Weź nie pytaj, weź mnie kup mnie… ooo… Ale co? No „Patelnią w łeb”, bo niby w co? 😉 Gina Lewicz (autorka) poleca, czyli na pewno to bardzo wiarygodna recenzja, w końcu kto zna lepiej dzieło od samej autorki? Przynajmniej ją przeczytała i nie usnęła. A ma bardzo niskie ciśnienie!
Kim jest Gina? Kto dostał patelnią w łeb? O tym napiszę więcej już niebawem, ale na razie muszę ogarnąć inflację, budowę, żyły i klasy energetyczne.

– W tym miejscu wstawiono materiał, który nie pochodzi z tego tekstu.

Issue #1707, opened 2023-02-23
Update to ruby 3.x


ivan-kocienski-gfsc:
Has to happen sooner or later.

kimadactyl:
Sure - but vote 'later' if it doesn't work in 20 mins!

katjam:
Closing as duplicate of #1786

PR #2156, opened 2024-01-08
Update to ruby v3.1.2

### LINKED ISSUE #1786: Ruby v2 nearing EOL (Dec 2023)
## Description
Upgrade to Ruby v3

## Acceptance Criteria

- [ ] Ruby version 3 or higher is specified in `.ruby_version` and `Gemfile`. Running `ruby --version` in PlaceCal directory returns version indicating such.

## Motivation
image

ivan-kocienski-gfsc:
Closes #1786, #1707 

Updates ruby, leaves the gems at their locked versions.

Minor tweaks to tests and rubocop config


r-ferrier (changes requested):
Unfortunately I'm running into a couple of problems with this!

The main issue is that it is crashing when I run this locally and try to visit the site. This could very much be a me problem - it looks like it might be the same weird binaries thing that was happening when we set up GI matrix - but I'll need to investigate and make sure that's the case before we can safely release this.

I'm also seeing a deprecation warning in the console on running the site:

'Calling `DidYouMean::SPELL_CHECKERS.merge!(error_name => spell_checker)' has been deprecated. Please call `DidYouMean.correct_error(error_name, spell_checker)' instead.'

If you could fix the deprecation I will try to work out what's happening that's preventing me from being able to run this locally and see if we need to add in any changes to the gemfile like we did on gi matrix.

ivan-kocienski-gfsc:
That sounds painful. Could be because we are using the new ruby with all the old gems locked down? so an older binary probably needs updating. I will take a look and see if I can find a candidate.

> If you could fix the deprecation I will try to work out what's happening that's preventing me from being able to run this locally and see if we need to add in any changes to the gemfile like we did on gi matrix.

I am hoping this will be fixed when we update the rest of the gems.

aaaaargZombies:
working for me but I do get this warning on tests

```
Calling `DidYouMean::SPELL_CHECKERS.merge!(error_name => spell_checker)' has been deprecated. Please call `DidYouMean.correct_error(error_name, spell_checker)' instead.
```

Is this something that needs addressing? I don't get it on ruby 2

ivan-kocienski-gfsc:
@aaaaargZombies looks like the problem is with a few gems interacting with the not-super-current ruby (3.1.2).

this feels like it could turn into a complicated mess that drags on when what we need to focus on is not having an EOL ruby.

i'd rather get this work on main today and fix all the numerous gem problems as a next step than try to craft the entire solution in one PR.

aaaaargZombies (approved):
ok let's give it a go and hope this is resolved soon

r-ferrier (approved):
bundler update has fixed deprecation warnings for me

PR #2180, opened 2024-01-16
Rename badly named column in model

### LINKED ISSUE #2179: Remove unused OrganisationRelationship model / table / code
## Description

In preparation for #1110: this model has attributes that are flagged as unsafe (specifically `ActiveRecord::DangerousAttributeError: object_id is defined by Active Record. Check to make sure that you don't have an attribute or method with the same name.`)

This model appears unused and unmaintained (in code) and the production table only has 10 entries in it, so the developers decided that it should be removed.

ivan-kocienski-gfsc:
Closes #2179 

That conflicts with a rails method in upcoming rails 7.

### DIFF
--- a/app/models/organisation_relationship.rb
+++ b/app/models/organisation_relationship.rb
@@ -1,10 +1,19 @@
 # frozen_string_literal: true
 
 class OrganisationRelationship < ApplicationRecord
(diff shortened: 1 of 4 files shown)


aaaaargZombies (approved):
LGTM

PR #2187, opened 2024-01-17
Added gems to gemfile

ivan-kocienski-gfsc:
To fix CI build problem.

Also fixing missing test assets


r-ferrier (approved):
Looks good, this is as per https://stackoverflow.com/questions/70500220/rails-7-ruby-3-1-loaderror-cannot-load-such-file-net-smtp

Once we're at or above rails 7.0.1 this can be reverted.

PR #2193, opened 2024-01-18
fix: missing sites from partners @sites

### LINKED ISSUE #2151: [Bug]: Error message on Partner edit page reporting that is is not appearing on any sites, but it is
## Description

Came from Rach who was updating a partner.

Also research #1722 which might be part of the same?

## Steps to reproduce

1. Edit parner: 

Screenshot 2023-12-08 at 15 03 39

aaaaargZombies:
fixes #2151 

We were checking the partners neighborhood ids against the sites neighborhood ids but this failed when the site had a neighborhood that encompassed other smaller neighborhoods. From the partner we would have needed to expand all the way to the root neighborhood and check if any sites existed.

It feels like there's probably some more efficient way of doing this,  we bounce back and forth between the sites and partners rebuilding the entire world just to scope it back down again. So open to an obvious answer I'm missing but also didn't want to start down a  rabbithole.

### DIFF
--- a/app/models/site.rb
+++ b/app/models/site.rb
@@ -159,13 +159,14 @@ class Site < ApplicationRecord
     # @param [Partner]
     # @return [ActiveRecord::Relation<Site>]
     def sites_that_contain_partner(partner)
-      neighbourhood_ids = partner.owned_neighbourhood_ids
-      tag_ids = partner.partner_tags.pluck(:tag_id)
-
-      Site.left_outer_joins(:sites_tag, :sites_neighbourhoods)
-          .group(:id)
-          .where('neighbourhood_id in (?) or tag_id in (?)',
-                 neighbourhood_ids, tag_ids)
+      sites = Site.all.order(:name)
+      site_partners = []
+      sites.each do |site|
+        partner_ids = Partner.for_site(site).pluck(:id)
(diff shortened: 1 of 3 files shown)


app/models/site.rb
```diff
@@ -159,13 +159,14 @@ def find_by_request(request)
...
     # @return [ActiveRecord::Relation<Site>]
     def sites_that_contain_partner(partner)
-      neighbourhood_ids = partner.owned_neighbourhood_ids
-      tag_ids = partner.partner_tags.pluck(:tag_id)
-
-      Site.left_outer_joins(:sites_tag, :sites_neighbourhoods)
-          .group(:id)
-          .where('neighbourhood_id in (?) or tag_id in (?)',
-                 neighbourhood_ids, tag_ids)
+      sites = Site.all.order(:name)
```
ivan-kocienski-gfsc, line 162: I think your problem may be that the original code also dealt with tags as well as neighbourhoods.

aaaaargZombies: should that matter because here I compare a partner to a list of partners instead of inferring the inclusion based on shared attributes?

r-ferrier (approved):
Looks good. I get your point about there being a potentially dryer or faster way of doing this, but I do think this is easy to understand from the code which is always a plus!

PR #3183, opened 2015-08-25
Remove unused variables and modules

listepo:
We need a hard Code style and enabled jshint or replaced by eslint


package.json
```diff
@@ -58,13 +58,11 @@
     "grunt-sails-linker": "~0.10.1",
     "grunt-sync": "~0.2.3",
     "i18n": "~0.5.0",
-    "include-all": "~0.1.6",
```
tjwebb: `include-all` is definitely used. Am I misreading the diff?

listepo: This module is not used in the core, [see](https://github.com/balderdashy/sails/search?utf8=%E2%9C%93&q=include-all). But used in [sails-build-dictionary](https://github.com/balderdashy/sails-build-dictionary/blob/master/package.json#L19)

listepo:
Ping

package.json
sgress454: It's used by the sails-new generator (it's copied into new projects).  Without it, Grunt fails on new projects.

Issue #2977, opened 2015-06-01
Getting 400 when posting JSON array to blueprint route


luisincrespo:
Hi.

I'm using Sails 0.11. Your docs say it is possible to post multiple objects to a blueprint route, just passing a JSON array.

I'm trying to do this, but I'm getting 400 bad request as response.

This is my case:

I have a model called *Prediction*, which only has two fields, *user* (id) and *poll* (id). I'm posting this (to /prediction):

    [
        {
            "user": "556b33e884eb522f02a4f52e",
            "poll": "556c4ff8243f03e501e2b65c" 
        }
    ]

And I'm getting a 400 response, with the following body:

>{
  "error": "E_VALIDATION",
  "status": 400,
  "summary": "2 attributes are invalid",
  "model": "Prediction",
  "invalidAttributes": {
    "user": [
      {
        "rule": "required",
        "message": "\\\"required\\\" validation rule failed for input: null"
      }
    ],
    "poll": [
      {
        "rule": "required",
        "message": "\\\"required\\\" validation rule failed for input: null"
      }
    ]
  }
}

ArtworkAD:
:+1: the same for me. I cannot assign an empty array. It fails with
```
{
    "error": "E_VALIDATION",
    "status": 400,
    "summary": "1 attribute is invalid",
    "model": "Ticket",
    "invalidAttributes": {
        "notifications": [
            {
                "rule": "required",
                "message": "\"required\" validation rule failed for input: []"
            }
        ]
    }
}
```

mattcodez:
The blueprint [uses](https://github.com/balderdashy/sails/blob/e87aed76363357cade682f75c179da8c9c1e4954/lib/hooks/blueprints/actionUtil.js#L274) req.params.all() which parses a POSTed JSON array as an object
Example:
```
{ '0': { name: 'q1', value: '3' },
  '1': { name: 'q2', value: '5' } }
```
Whereas `req.body` parses as expected
```
[ { name: 'q1', value: '3' }, { name: 'q2', value: '5' } ]
```

Not quite sure how this should be fixed. Perhaps check to see if `req.body` is an array first and then default to `req.params.all()` if not?

Hanifb:
Same for me. Without the possiblity to create multiple objects on one post, Sails.js is worthless.

CiscoKidxx:
That's a tad extreme and just your narrow minded opinion.

Hanifb:
[...]

PR #3228, opened 2015-09-14
Added support for JSON arrays

Hanifb:
Fixes the issue balderdashy/sails#2977, which sails would convert an
array to an object and subsequently fail validation.

### DIFF
--- a/lib/hooks/blueprints/actions/create.js
+++ b/lib/hooks/blueprints/actions/create.js
@@ -40,7 +40,7 @@ module.exports = function createRecord (req, res) {
 				Model.subscribe(req, newInstance);
 				Model.introduce(newInstance);
 			}
-			Model.publishCreate(newInstance.toJSON(), !req.options.mirror && req);
+			Model.publishCreate(newInstance, !req.options.mirror && req);
 		}
 
 		// Send JSONP-friendly response if it's supported
--- a/lib/hooks/blueprints/actionUtil.js
+++ b/lib/hooks/blueprints/actionUtil.js
@@ -270,6 +270,18 @@ var actionUtil = {
       throw new Error('Invalid `req.options.values.blacklist`. Should be an array of strings (parameter names.)');
     }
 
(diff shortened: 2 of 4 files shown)


tjwebb:
nice work @Hanifb

sgress454:
@Hanifb awesome--a test for this in `/test/integration/router.APIScaffold.test.js` would allow us to merge...

Hanifb:
@sgress454 Done!

tjwebb:
@dominicrico @Hanifb can you guys come up with a test that ensures this scenario passes?

dominicrico:
@Hanifb are you doing this?

Hanifb:
Already did, se my PL on sails-hook-sockets: https://github.com/balderdashy/sails-hook-sockets/pull/10

dominicrico:
:thumbsup:

lib/hooks/blueprints/actions/create.js
```diff
@@ -40,7 +40,7 @@ module.exports = function createRecord (req, res) {
 				Model.subscribe(req, newInstance);
 				Model.introduce(newInstance);
 			}
-			Model.publishCreate(newInstance.toJSON(), !req.options.mirror && req);
+			Model.publishCreate(newInstance, !req.options.mirror && req);
 		}
```
sgress454: @Hanifb What was the thinking behind this?  Is it somehow necessary to get arrays to work?  By pushing this logic into `publishCreate`, we force users of that method to pass in model instances instead of being able to send in plain objects.  Sorry I didn't catch this earlier.

Hanifb: Wow, i dont even remember. Actually it is kinda unneccessary, because the publishCreateSingle//former publishCreate  already does that.

Hanifb: @sgress454 Well now i remember, the reason is because how pluralize method works, it needs an instance of a model. Do you think we should remove the call to pluralize and instead use a simple    `if(!_.isArray(instance)){ [instance] }`?

PR #3230, opened 2015-09-14
Added dependencies status image - take II

tarlepp:
This is a second PR of the same change. For some reason @mikermcneil just removed previously accepted PR on commit 5c3a23c6e8d4679cf28d3ed153c4fd85274f8155 with comment "removed broken badge". Actual badge isn't broken, only the dependencies that sails uses are outdated.

Imho isn't good policy to "hide" things like this...

### DIFF
--- a/README.md
+++ b/README.md
@@ -7,7 +7,7 @@
 [![Gitter](https://badges.gitter.im/Join Chat.svg)](https://gitter.im/balderdashy/sails?utm_source=badge&utm_medium=badge&utm_campaign=pr-badge&utm_content=badge)
 [![NPM version](https://badge.fury.io/js/sails.svg)](http://badge.fury.io/js/sails)
 [![Build Status](https://api.travis-ci.org/balderdashy/sails.png?branch=master)](https://travis-ci.org/balderdashy/sails)
-
+[![Dependency Status](https://david-dm.org/balderdashy/sails.svg)](https://david-dm.org/balderdashy/sails)
 
 Sails.js is a web framework that makes it easy to build custom, enterprise-grade Node.js apps. It is designed to resemble the MVC architecture from frameworks like Ruby on Rails, but with support for the more modern, data-oriented style of web app development. It's especially good for building realtime features like chat.
 


tjwebb:
> Imho isn't good policy to "hide" things like this...

I agree. Accountability is one of the things that drives improvement. 

@mikermcneil do you have any objections to this PR?

sgress454:
I think it was broken when he removed it.

tjwebb:
This is the link: https://david-dm.org/balderdashy/sails.svg

Works just fine.

mikermcneil:
@tjwebb @sgress454 @tarlepp Hey guys, it was showing up as a broken image about 50% of the time I refreshed, so I removed it because it just looked a little trashy.  Maybe their servers have been spotty?

mikermcneil:
@tarlepp @tjwebb Also, aside from the practical reason mentioned above-- there is something else I've been meaning to bring up for a while:

I appreciate the interest in making sure our dependencies are stable. However, there's nothing inherently wrong with dependencies being locked to a particular version.  In fact, this is good-- it means that an accidental NPM publish from the maintainer of a different project can never completely wreck our apps (in fact, I'd encourage you to lock your Sails dependency version to the `^0.11.x` semver range-- you _really don't want_ updates to your dependencies that contain breaking changes being picked up automatically when you run NPM install).

The problems start, in my opinion, when outdated dependencies present an unexpected security risk or serious performance issue. With that said-- If any of the dependencies [David flags as "out of date"](https://david-dm.org/balderdashy/sails#info=devDependencies&view=table) warrant that kind of investigation, let us know and we'll take care of it ASAP.

So, based on the comments above, it doesn't really make sense to keep the badge on our README unless the "out-of-date" dependencies it's referring to are actually dependencies we need to update.  I don't mean to offend, but the core team has no intention of updating the dependencies of Sails just for the sake of updating-- and since, as far as I know, that's how the David badge calculates "out-of-date-ness", I won't put a big red icon on the readme.  It could trouble our community, or worse, could confuse someone new to Node and/or NPM.

My apologies for not being clear about this in the past.  And _please_ let me know if you encounter performance or stability issues in any of our dependencies that require an upgrade.

Issue #3176, opened 2015-08-24
sails fails with npm3 flatten deps


valery-barysok:
due to flatten dependencies sails fails to lift application. It can be easily fixed by replacing `express/node_modules/connect` with just `connect` in two places. but I do not know if it is right solution.

```js
[32minfo: [39m[90mStarting app...[39m

module.js:338
    throw err;
          ^
Error: Cannot find module 'express/node_modules/connect'
    at Function.Module._resolveFilename (module.js:336:15)
    at Function.Module._load (module.js:278:25)
    at Module.require (module.js:365:17)
    at require (module.js:384:17)
    at Object.<anonymous> (...\node_modules\sails\lib\hooks\session\index.js:25:22)
    at Module._compile (module.js:460:26)
    at Object.Module._extensions..js (module.js:478:10)
    at Module.load (module.js:355:32)
    at Function.Module._load (module.js:310:12)
    at Module.require (module.js:365:17)
    at require (module.js:384:17)
    at ...\node_modules\sails\lib\app\configuration\index.js:63:34
    at ...\node_modules\sails\node_modules\lodash\dist\lodash.js:3741:15
    at forOwn (...\node_modules\sails\node_modules\lodash\dist\lodash.js:2106:15)
    at Function.reduce (...\node_modules\sails\node_modules\lodash\dist\lodash.js:3738:9)
    at Configuration.defaultConfig (...\node_modules\sails\lib\app\configuration\index.js:58:18)
```

amyspark:
I got the same error, as a workaround please go to the `express` folder in `node_modules` and run `node install` there.

Alaneor:
Just FYI - npm 3 is now marked as *latest*, meaning it is out of beta. People who use Sails.js and upgrade npm **will break** their deps. Perhaps a patch release for 0.11 would save the day?

Also see the npm 3 announcement [here](http://blog.npmjs.org/post/129378362260/npm-weekly-29-npm-3-out-of-beta-nick-out-of-the).

I tried to disable the hooks which use the offending statement (session, csrf), but it seems they are loaded even though they are not used.

tjwebb:
> People who use Sails.js and upgrade npm will break their deps

Is this issue caused merely by using npm 3?

Alaneor:
They need to install their dependencies using npm 3. That would cause the deps to be flattened and the modules mentioned previously will simply not be at the specified path.

adambiggs:
[...]

PR #3245, opened 2015-09-19
Remove nested require in csrf to accomodate npmv3

calling:
Fixes https://github.com/balderdashy/sails/issues/3176

### DIFF
--- a/lib/hooks/csrf/index.js
+++ b/lib/hooks/csrf/index.js
@@ -77,8 +77,14 @@ module.exports = function(sails) {
           var allowCrossOriginCSRF = sails.config.csrf.origin.split(',').map(trim).indexOf(req.headers.origin) > -1;
 
           if (sails.config.csrf.protectionEnabled) {
-            var connect = require('connect');
-
+            var connect;
+            try {
+              // Support npm v3 flat dependency installations.
+              connect = require('connect');
+            } catch (err) {
+              // Contiue to support npm v2 dependency installations.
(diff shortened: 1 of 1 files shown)


lib/hooks/csrf/index.js
```diff
@@ -77,8 +77,14 @@ module.exports = function(sails) {
           var allowCrossOriginCSRF = sails.config.csrf.origin.split(',').map(trim).indexOf(req.headers.origin) > -1;
 
           if (sails.config.csrf.protectionEnabled) {
-            var connect = require('express/node_modules/connect');
-
+            var connect;
+            try {
+              // Support npm v3 flat dependency installations.
+              connect = require('connect');
```
tjwebb: 1) Isn't this the express 4 connect? Does it work with express 3?
2) I think we'd also want to add this to `optionalDependencies` at least, otherwise things get confusing.

calling: This has more to do with the way npm 3 installs dependencies. With npm 3, a fresh clone of sails (at the current version of express of 3.x), `npm install` will install express' connect dependency adjacent to the express directory. See npm's [3.0.0 release notes](https://github.com/npm/npm/blob/master/CHANGELOG.md#flat-flat-flat) for more details.

tjwebb: Alright I'll check that out, thanks.

sgress454:
Thanks for the PR @calling.  We ended up just making `connect` a direct dependency of Sails!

NAJTANIEJ KUPISZ KSIĄŻKĘ TUTAJ.
O książce „Patelnią w łeb”
Szukasz mocnych wrażeń? Uważaj, bo same cię znajdą. 35-letni Sasza prowadzi biuro podróży specjalizujące się w ekstremalnych wycieczkach. Najwyraźniej mało mu wrażeń, bo gdy jeden z jego klientów zostaje brutalnie zamordowany, ten postanawia wcielić się w postać detektywa. Sasza ma osobisty powód, by dowiedzieć się, jakie motywy kierowały mordercą, i nie spocznie, póki nie dopnie swego. A nie będzie to łatwe zadanie, gdyż głównymi podejrzanymi w jego prywatnym śledztwie są atrakcyjne kobiety z branży porno… Czy uda mu się oprzeć ich wdziękom i zakończyć swoją ambitną misję sukcesem?
O autorce Ginie Lewicz:
Od dziecka wiedziała, że chce pisać. Jako antropolog z wykształcenia lubi obserwować ludzi, zadawać im niełatwe pytania i badać ich reakcje. Jednak to zwłaszcza rodzina dostarcza jej inspiracji do tworzenia kolejnych utworów. To, co dla wielu jest groteską, dla niej codziennością, żartuje z powagą na twarzy. Ponieważ – jak mówi – jej życie to dramat, doskonale zna ten rodzaj literacki. Być może to sprawiło, że została półfinalistką Gdyńskiej Nagrody Dramaturgicznej 2013. Ukończyła także kurs szybkiego czytania, ale – jak utrzymuje – znacznie szybciej pisze, niż czyta.